PR #3948, opened 2026-07-13
#3847. Add tests for generic function literals

sgrekhov:


TypeSystem/inference/function_literal_inference_A01_t05.dart
```diff
@@ -0,0 +1,112 @@
...
+/// type `T` where `T` is derived from `K` as follows. If the greatest closure
+/// of `K` is `S` and `S` is a subtype of `Null`, then without null safety `T`
+/// is `dynamic`, and with null safety `T` is `Object?`. Otherwise, `T` is `S`.
+/// If there is no corresponding parameter in the context type schema, the
+/// variable is treated as having type `dynamic`.
+///
+/// @description Check that if there is no corresponding parameter in the
+/// context type schema, the variable is treated as having type `dynamic`. Test
+/// the case when the type parameter of a function literal is eliminated by a
+/// generic function instantiation algorithm.
```
eernstg: This will do:
```suggestion
/// generic function instantiation.
```
We don't care how the generic function instantiation is performed, we just know that the initializing expression is a generic function and the context type is non-generic, and this implies that nothing in the two function types is "corresponding", so there is no corresponding parameter no matter how the parameters are declared.

(If we wish to talk about the generic function instantiation algorithm in some other context then we'd probably say _the_ generic function instantiation algorithm because we only have one.)

eernstg: I think it would make sense to have another test very similar to this one where there is no corresponding parameter for some other reason, e.g.,

```dart
void Function() f1 = ([v]) {}; // `v` has type `dynamic`.
```

TypeSystem/inference/function_literal_inference_A02_t06.dart
```diff
@@ -0,0 +1,140 @@
...
+///   enclosing function is `async`, or `UP(S, T)` otherwise.
+///
+/// @description Check that the return type of an async function with a single
+/// `return e;` statement is `UP(flatten(S), Never)`, where `S` is inferred type
+/// of `e`. Test generic type literals.
+/// @author sgrekhov22@gmail.com
+
+import '../../Utils/static_type_helper.dart';
+
+var f1 = <X>(X x) async {
```
eernstg: I think it would be useful to test a case where `flatten(S)` isn't just `S` every single time.

Perhaps: `var f1 = <X>(Future<X> x) async { return x; }`.

However, this would be the 'actual return type', which is different from the inferred return type of the function literal (we're adding `Future` and other top-level constructs to get the return type `Future<S>` from the actual return type `S`).

That shouldn't be a problem though, because we can still check that the return type is `Future<X>` for the generic function literal `<X>(Future<X> x) async { return x; }`, which is obtained by finding the actual returned type `X` and then wrapping it in a `Future`.

TypeSystem/inference/function_literal_inference_A02_t08.dart
```diff
@@ -0,0 +1,134 @@
...
+///   enclosing function is `async`, or `UP(S, T)` otherwise.
+///
+/// @description Check that the return type of an async function with a single
+/// `return e;` statement is `UP(flatten(S), Never)`, where `S` is inferred
+/// using the local type inference algorithm. Test generic function literals.
+/// @author sgrekhov22@gmail.com
+
+import '../../Utils/static_type_helper.dart';
+
+var f1 = <T>(T t) async {
```
eernstg: Again, it would be useful to return an expression whose static type isn't mapped to itself by `flatten`, such that we can actually get a test failure if, for example, the implementation entirely forgets to apply `flatten`.

We could use `var f1 = <T>(Future<T> t) async {...}`. We could also try other types (`<T>(FutureOr<T> t) ...`, for example), but that would amount to a more detailed test of `flatten`, and that should be covered by some existing tests already. So `Future<T>` is fine.

TypeSystem/inference/function_literal_inference_A02_t08.dart
```diff
@@ -0,0 +1,134 @@
...
+  return 2 > 1 ? t : (1 as num?);
```
eernstg: We could use `Future<num?>.value(1)` in order to have `Future<num?>` which is then reduced to `num?` by `flatten`, which would yield the inferred return type `Future<num?>`.

TypeSystem/inference/function_literal_inference_A02_t07.dart
```diff
@@ -0,0 +1,133 @@
...
+/// @author sgrekhov22@gmail.com
+
+import '../../Utils/static_type_helper.dart';
+
+var f1 = <T>(T t) {
+  return 2 > 1 ? t : (1 as num?);
+};
+var f2 = <T extends num>(T t) {
+  return 2 > 1 ? t : (1 as num?);
+};
```
eernstg, line 30: Nice!

We get to see that `UP()` is used in two distinct ways (one where the operands are unrelated, and the other one where one is a subtype of the other), which is enough to support the assumption that we're actually computing the given `S` as described.

eernstg (commented):
Looks good, with a couple of comments!

In particular, some of the tests are verifying that a particular type (the actual return type) is obtained using `flatten`. However, in all the cases tested, `flatten(S)` will just return `S`, so we wouldn't detect a bug where the implementation simply forgot to call `flatten`.

TypeSystem/inference/function_literal_inference_A01_t05.dart
sgrekhov: https://github.com/dart-lang/co19/blob/master/TypeSystem/inference/function_literal_inference_A01_t02.dart checks this case.

TypeSystem/inference/function_literal_inference_A02_t06.dart
sgrekhov: Thanks. Updated.

TypeSystem/inference/function_literal_inference_A02_t08.dart
sgrekhov: Done.

sgrekhov (commented):
Thank you. Updated. PTAL.

TypeSystem/inference/function_literal_inference_A01_t05.dart
eernstg: Thanks!

TypeSystem/inference/function_literal_inference_A02_t06.dart
eernstg: Thanks!

eernstg (approved):
LGTM

PR #4138, opened 2026-07-24
#3847. Add more test for least and greatest closure

sgrekhov:


TypeSystem/inference/least_and_greatest_closure_A18_t01.dart
```diff
@@ -0,0 +1,48 @@
...
+test2<
+  X extends void Function(
+    void Function<T1 extends X, T2 extends num>(int, [num]),
+  ),
+  Y extends void Function(
+    void Function<T1 extends Y, T2 extends num>(int, [num]),
+  )
+>(X x, Y y) {
+  var v = 1 > 2 ? x : y;
+  v.expectStaticType<Exactly<Function(Never)>>();
```
eernstg: We might as well write the return type explicitly:
```suggestion
  v.expectStaticType<Exactly<void Function(Never)>>();
```
It should work because the return type is otherwise implicitly `dynamic`, but (as usual) this test isn't intended to test the behavior of function types with no explicit return type.

eernstg: Same in line 30, and in A18_t02.

eernstg (approved):
LGTM!

I had a single comment, but I just made the change.

sgrekhov:
Thank you!

PR #4154, opened 2026-07-27
#3847. Add test for upper bound

sgrekhov:
@eernstg, this is a test for the upper bound rules described in https://github.com/dart-lang/language/blob/main/resources/type-system/inference.md#upper-bound. If you have any advice on how to add more tests for this part of the specification, it would be greatly appreciated.

### DIFF
--- a/TypeSystem/inference/upper_bound_A01_t01.dart
+++ b/TypeSystem/inference/upper_bound_A01_t01.dart
@@ -14,6 +14,9 @@
 ///
 /// @description Check that the subtyping algorithm takes the least/greatest
 /// closure into account.
+/// @note We can't systematically test `UP` and `DOWN` on type schemas, but here
+/// is an example from the feature specification that illustrates that it can
+/// occur.
 /// @author sgrekhov22@gmail.com
 /// @issue 63883
 
--- a/TypeSystem/inference/upper_bound_A01_t01.dart
+++ b/TypeSystem/inference/upper_bound_A01_t01.dart
@@ -1,0 +1,32 @@
+// Copyright (c) 2026, the Dart project authors.  Please see the AUTHORS file
+// for details. All rights reserved. Use of this source code is governed by a
+// BSD-style license that can be found in the LICENSE file.
+
+/// @assertion We write `UP(T0, T1)` for the upper bound of `T0` and `T1` and
+/// `DOWN(T0, T1)` for the lower bound of `T0` and `T1`. This extends to type
+/// schema as follows:
+/// - We add the axiom that `UP(T, _) == T` and the symmetric version.
+/// - We replace all uses of `T1 <: T2` in the `UP` algorithm by `S1 <: S2`
+///   where `Si` is the least closure of `Ti` with respect to `_`.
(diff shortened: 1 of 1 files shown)


eernstg (commented):
I just discussed this with @chloestefantsova, confirming that there is no realistic way to tailor a test such that it is testing the non-grounded versions of the constraint solution algorithms. This implies that we can't expect to observe the handling of type schemas during type inference, we can only inspect that the types (not schemas) which are produced as the output from the type inference algorithm are as expected.

In particular, we don't need to test the generalization of `UP` or `DOWN` to type schemas, because we can't. ;-)

It can be tested by the tool specific whitebox tests where they can do arbitrary things to the analyzer or CFE in order to observe the execution of internal algorithms, but it can't actually be done as a Dart language test.

So I think we should just drop this particular test and this particular testing topic.

sgrekhov:
@eernstg  this test is taken from the [specification](https://github.com/dart-lang/language/blob/main/resources/type-system/inference.md#upper-bound) and according to it "...illustrates the effect of taking the least/greatest closure in the subtyping algorithm". I'd like to preserve it, because it allowed to find https://github.com/dart-lang/sdk/issues/63883. Maybe it could be used as a test for another assertion - perhaps as an additional test for the `UP` function? If so, I'll move it to my set of tests for the `UP` function (which I haven't committed yet).

eernstg:
OK, presumably @leafpetersen found a way to squeeze some information about the behavior of `UP` and `DOWN` on type schemas out of an actual program. Impressive! ;-)

The inference of `check(C((List<int> x) {}))` has context type schema `_`, so there are no downwards inference results, it is all obtained during upwards inference. For that, we need to ensure that `X` is chosen such that `(List<int> x) {}` is assignable to a parameter of type `void Function(X)`, that is, `void Function(List<int>) <: void Function(X)`, that is, `X <: List<int>`. Next, `C((List<int> x) {})` must be assignable to `C<List<T>>`, that is, `C<X> <: C<List<T>>`, that is, `X <: List<T>`.

However, `T` is not being inferred during inference of `C((List<int> x) {})`, so it is represented as the unknown type `_`. We compute the merged constraint by taking the least closure of `List<_>` and `List<int>` which is `List<int>`, so `X` is bound to `List<int>`.

Then the type of `C<List<int>>((List<int> x) {})` can be determined: `C<List<int>>`.

This yields the constraint `C<List<T>> <: C<List<int>>`, that is, `List<T> <: List<int>`, that is, `T <: int`, which is then the result because we have no other constraints (and we don't choose `_ <: T <: int` because `_` isn't known).

So we _do_ use `DOWN` in a situation where one of the operands is a type schema. However, I also think it illustrates that it's being tested in a very indirect manner, and it doesn't generalize to a systematic test of `UP` and `DOWN` on type schemas.

So let's keep this one, preferably with a comment that says something along the lines of "We can't systematically test `UP` and `DOWN` on type schemas, but here is an example from the feature specification that illustrates that it can occur."

sgrekhov:
Thank you! The comment has been added.

eernstg (commented):
LGTM, thanks!

eernstg (approved):

PR #4164, opened 2026-07-28
#3847. Add test for the closure of type constraints

sgrekhov:


TypeSystem/inference/closure_of_type_constraints_A01_t01.dart
```diff
@@ -0,0 +1,43 @@
...
+/// @description Check that the closure of a type constraint `Pb <: X <: Pt`
+/// with respect to a set of type variables `L` is the subtype constraint
+/// `Qb <: X <: Qt` where `Qb` is the greatest closure of `Pb` with respect to
+/// `L`.
+/// @author sgrekhov22@gmail.com
+
+import '../../Utils/static_type_helper.dart';
+
+class C<T> {
+  C(T Function<X>(X x));
```
eernstg: Should probably be a regular declaration of a formal parameter whose type is a function type:
```suggestion
  C(T Function<X>(X) _);
```
The name of the parameter _can_ be `Function`, but it would not be a reader-friendly choice.

TypeSystem/inference/closure_of_type_constraints_A01_t02.dart
```diff
@@ -0,0 +1,42 @@
...
+///
+/// @description Check that the closure of a type constraint `Pb <: X <: Pt`
+/// with respect to a set of type variables `L` is the subtype constraint
+/// `Qb <: X <: Qt` where `Qt` is the least closure of `Pt` with respect to `L`.
+/// @author sgrekhov22@gmail.com
+
+import '../../Utils/static_type_helper.dart';
+
+class C<T> {
+  C(List<X> Function<X>(T x));
```
eernstg:
```suggestion
  C(List<X> Function<X>(T) _);
```

eernstg (commented):
Looks good! Just one suggestion: We should probably not have a parameter whose name is `Function`.

sgrekhov:
Thanks. Updated. PTAL

eernstg (approved):
LGTM

PR #4217, opened 2021-01-06
Allow taskQueueId in task definitions

### LINKED ISSUE #3580: allow taskQueueId in task definitions, return it along with provisionerId/workerType

alopezz:
Github Bug/Issue: Fixes #3580

I'm not completely sure of all the places that taskQueueId should appear alongside the old identifiers.

I'm guessing that other than what I've done so far I should add it to task statuses as well?

### DIFF
--- a/changelog/issue-3580.md
+++ b/changelog/issue-3580.md
@@ -1,0 +1,7 @@
+audience: users
+level: minor
+reference: issue 3580
+---
+The queue service API responses will now include the taskQueueId, which will match provisionerId/workerType,
+which are also returned. Also, it is now possible to create tasks supplying a taskQueueId instead of the
+separate provisionerId and workerType identifiers.
--- a/clients/client-go/tcqueue/types.go
+++ b/clients/client-go/tcqueue/types.go
@@ -168,6 +168,11 @@ type (
 		// Syntax:     ^[a-zA-Z0-9-_]{1,38}$
 		ProvisionerID string `json:"provisionerId"`
 
+		// Unique identifier for a task queue
+		//
+		// Syntax:     ^[a-zA-Z0-9-_]{1,38}/[a-z]([-a-z0-9]{0,36}[a-z0-9])?$
+		TaskQueueID string `json:"taskQueueId"`
+
 		// Unique identifier for a worker-type within a specific provisioner
 		//
 		// Syntax:     ^[a-z]([-a-z0-9]{0,36}[a-z0-9])?$
--- a/clients/client-go/tcqueue/types.go
+++ b/clients/client-go/tcqueue/types.go
@@ -163,7 +163,9 @@ type (
 		PendingTasks int64 `json:"pendingTasks"`
 
 		// Unique identifier for a provisioner, that can supply specified
-		// `workerType`
+		// `workerType`. Deprecation is planned for this property as it
+		// will be replaced, together with `workerType`, by the new
+		// identifier `taskQueueId`.
 		//
 		// Syntax:     ^[a-zA-Z0-9-_]{1,38}$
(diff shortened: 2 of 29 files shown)


djmitche:
> I'm guessing that other than what I've done so far I should add it to task statuses as well?

Yes, that sounds correct.  We want to delete workerPool and providerId properties eventually, so we'll need taskQueueId everywhere those appear.

djmitche (commented):
Looks great!  Toss in a changelog, and this should be good to go!  I think that can be a minor changelog -- the Go client's structs change, but only to add a field, which shouldn't cause any issues.

What do you think about adding a sentence about deprecation to the providerId / workerType properties in the schema?

alopezz:
> Looks great! Toss in a changelog, and this should be good to go! I think that can be a minor changelog -- the Go client's structs change, but only to add a field, which shouldn't cause any issues.

Actually I'm not finished yet as there are still places where I haven't added the identifier. I'll soon commit the changes involving the status and some other case, but there is one case that I'm not sure how to handle, which is for task creation (`create-task-request.yml`). I think it's the only place where it's the client who would have to add the new field, and I'm not sure what's expected here.

> What do you think about adding a sentence about deprecation to the providerId / workerType properties in the schema?

Will do.

djmitche:
Haha, well, I shouldn't have assumed ;)

For the client-provided value, I think allow
* provisionerId and workerType; or
* taskQueueId; or
* all three, as long as they match

I know that's a bit of work, but I think it's maximally compatible -- the last point covers the case where someone calls `queue.task`, modifies the result, and calls `queue.createTask` with it.

alopezz:
Having a look at the things that are failing, I suspect that the go client code is not being generated correctly for the changes I made on the Task Definition Request schema, very probably due to the use of `anyOf` that tries to encode the two ways to satisfy the requirement.

My knowledge of Go is limited, but this doesn't look good:

https://github.com/taskcluster/taskcluster/blob/ba3a2ee3eac57e60278641838668f4395cda9b98/clients/client-go/tcqueue/types.go#L821-L829
https://github.com/taskcluster/taskcluster/blob/ba3a2ee3eac57e60278641838668f4395cda9b98/clients/client-go/tcqueue/types.go#L1009-L1010

djmitche:
Yeah, that's always been a bit janky.  And even outside of Go, json-schema's ability to enforce complex schema requirements like this with intelligible error messages is limited at best.  It might be best to just add all three fields as "regular" and optional fields, and do the "either or matching both" check in JS.  That will also limit the number of non-compatible changes to the Go data structures to one (when `WorkerType` and `ProvisionerId` are removed).

alopezz:
I don't know why those tests are failing...

petemoore:
Should the `anyOf` be `oneOf` ?

petemoore:
> I don't know why those tests are failing...

The only failure I see is the missing changelog:

```
$ node infrastructure/tooling/src/main.js changelog:check --pr 4217
Changelog OK
ERROR: Pull Request 4217 does not modify any files in 'changelog/'
info Visit https://yarnpkg.com/en/docs/cli/run for documentation about this command.
```

djmitche:
The missing secrets are a result of some credentials rotation we did recently. A rebase will fix it, or just ignore `service-auth` on this PR.  Sorry!

alopezz:
Everything's green now after rebasing.

djmitche (approved):
It looks good to me.  @petemoore do you see any issues with this?

djmitche:
Ah, I think @petemoore is away at the moment.  Let's get this landed before it develops conflicts ;)

petemoore:
Sorry I saw the mention too late! All looks fine to me. Thanks!

PR #4218, opened 2021-01-06
Upgrade to go 1.15.6

petemoore:
It's been a while since we've looked at workers, and in the meantime go has moved on a couple of versions, so this PR upgrades generic-worker to use the latest go version. Major Go releases are scheduled every 6 months, so this picks up a year of go standard library and language fixes and improvements.


djmitche (approved):
This looks cool!  For node, `yarn generate` treats the version in `package.json` as authoritative and updates all of the other places, ensuring nothing gets left behind.  There's a little bit of that for the go version in `infrastructure/tooling/src/generate/generators/go-version.js`, but it looks like you've updated a bunch more spots than are mentioned in that file.  It also appears that file references `.taskcluster.yml` when in fact that file no longer needs a go version.  So updating all of that would be a good followup.

imbstack (approved):

infrastructure/docker-images/README.md
```diff
@@ -36,4 +36,4 @@ This is pretty much exactly the standard node image but with rabbitmq-server ins
 ## Node-Go
 
 This is a base Node image with the necessary bits of the Golang image copied in.
-This takes advantage of the fact that both imgaes are based on Debian "stretch".
+This takes advantage of the fact that both imgaes are based on Debian "buster".
```
jwhitlock, line 39:
```suggestion
This takes advantage of the fact that both images are based on Debian "buster".
```

workers/generic-worker/gw-decision-task/tasks.yml
```diff
@@ -106,7 +106,7 @@ WorkerPools:
   proj-taskcluster/gw-ci-windows10-arm:
     Platform: 'Windows 10 (arm)'
     OS: 'windows'
-    # There is no arm release for go 1.13.7 on windows, but 386 release works
+    # There is no arm release for go 1.15.6 on windows, but 386 release works
```
jwhitlock, line 109: Confirmed that this is still the case on https://blog.golang.org/ports. There is [an open issue](https://github.com/golang/go/issues/36439) to track support for ARM64 Windows 10 systems.

jwhitlock (approved):
Thanks, the changes look good.

workers/generic-worker/gw-decision-task/tasks.yml
petemoore: I think we may even run Windows/arm32 (see https://github.com/golang/go/issues/26148). I can check, I guess.

PR #4227, opened 2021-01-07
remove minification from yarn generate, and run it via 'yarn minify'

### LINKED ISSUE #4226: Remove minification from yarn generate
The `yarn minify` is a good idea, but means that renovate PRs almost always fail and require some followup.  That's preventing automerge.

What if we make `yarn minify` a separate admin command, that we can apply manually in its own PR from time to time (and if we don't get around to it, oh well too bad)?  Then Renovate PRs will always succeed.

@imbstack as the one with the most context on yarn deps, your thoughts?

djmitche:
Github Bug/Issue: Fixes #4226

### DIFF
--- a/changelog/issue-4226.md
+++ b/changelog/issue-4226.md
@@ -1,0 +1,5 @@
+audience: developers
+level: patch
+reference: issue 4226
+---
+The `yarn generate` command no longer performs minifcation of `yarn.lock` files, so that automatic dependency upgrade PRs will succeed.  Run `yarn minify` to do this manually.
--- a/changelog/issue-4226.md
+++ b/changelog/issue-4226.md
@@ -2,4 +2,4 @@ audience: developers
 level: patch
 reference: issue 4226
 ---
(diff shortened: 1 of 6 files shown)


changelog/issue-4226.md
```diff
@@ -0,0 +1,5 @@
+audience: developers
+level: patch
+reference: issue 4226
+---
+The `yarn generate` command no longer performs minifcation of `yarn.lock` files, so that automatic dependency upgrade PRs will succeed.  Run `yarn minify` to do this manually.
```
jwhitlock, line 5:
```suggestion
The `yarn generate` command no longer performs minification of `yarn.lock` files, so that automatic dependency upgrade PRs will succeed.  Run `yarn minify` to do this manually.
```

or maybe reworded

```suggestion
The `yarn generate` command no longer combines redundant lines in `yarn.lock` files, so that automatic dependency upgrade PRs will succeed.  Run `yarn minify` to do this manually.
```

jwhitlock (approved):

PR #4233, opened 2021-01-08
Return an API response from artifact methods

### LINKED ISSUE #4058: "Simple" download functions should also return the URL in the response body
As noted in #4022, there are some API methods that redirect to a binary blob instead of returning a JSON body.  This is a little sketchy!

Let's try *also* returning a response body containing `{"url": "..."}` so that these methods are useful when called directly, too (after #4057 anyway).

djmitche:
Github Bug/Issue: Fixes #4058


libraries/api/src/middleware/schema.js
```diff
@@ -90,8 +90,8 @@ const validateSchemas = ({ validator, absoluteSchemas, rootUrl, serviceName, ent
       if (!json) {
         return res.status(204).send();
```
imbstack, line 91: I know this isn't the normal case but if I specify an undefined `json` and pass a `responseCode` I feel like maybe this should reply with the response code I provide?

imbstack (approved):

libraries/api/src/middleware/schema.js
djmitche: Fair enough - I've added that.  I'll merge if green

djmitche:
(Intermittent #3665)

djmitche:
Oh, I'm going to revert this until we release 40.0.1.  That big green button is so appealing!

PR #4234, opened 2021-01-08
Fix React error boundaries to not crash browsers

### LINKED ISSUE #4110: Error boundary causes infinite loops
..and these loops crash the browser, as they don't stop when Firefox's "do you want to stop this script" prompt appears.

STR (I think):

* Write a render method that raises an exception

The error appears in the console but moves too quickly and crashes the browser too quickly to scroll back.  I think it shows the original exception with traceback, followed by "React will try this in your error boundary, AppComponent".

I've seen this during development -- and I've also see exceptions in a render method *not* cause this!  But @lissyx has seen similar things in the production UI (at least, hanging the browser).

Maybe we should just remove the error boundary?

djmitche:
Github Bug/Issue: Fixes #4110

### DIFF
--- a/changelog/issue-4110.md
+++ b/changelog/issue-4110.md
@@ -1,0 +1,4 @@
+audience: general
+level: silent
+reference: issue 4110
+---
--- a/ui/package.json
+++ b/ui/package.json
@@ -76,6 +76,7 @@
     "react-apollo": "^3.0.0",
     "react-copy-to-clipboard": "^5.0.1",
     "react-dom": "^16.8.6",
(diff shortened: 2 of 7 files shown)


imbstack (approved):
I won't pretend to 100% get what's going on here but anything that claims to make the UI stop doing that is appreciated

djmitche:
https://reactjs.org/docs/error-boundaries.html is the docs, and the `react-error-boundary` lib basically implements that for us.

I did test the main two of these (App and Dashboard) by injecting fake errors, and they worked and did not crash :)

++++++++++++++++++++

**WHAT NEEDS TO BE DONE**
Whenever a line in the material contains the word "jwhitlock", copy that line.

**WRITTEN RESPONSE**
jwhitlock, line 39:
jwhitlock, line 109: Confirmed that this is still the case on https://blog.golang.org/ports. There is [an open issue](https://github.com/golang/go/issues/36439) to track support for ARM64 Windows 10 systems.
jwhitlock (approved):
jwhitlock, line 5:
jwhitlock (approved):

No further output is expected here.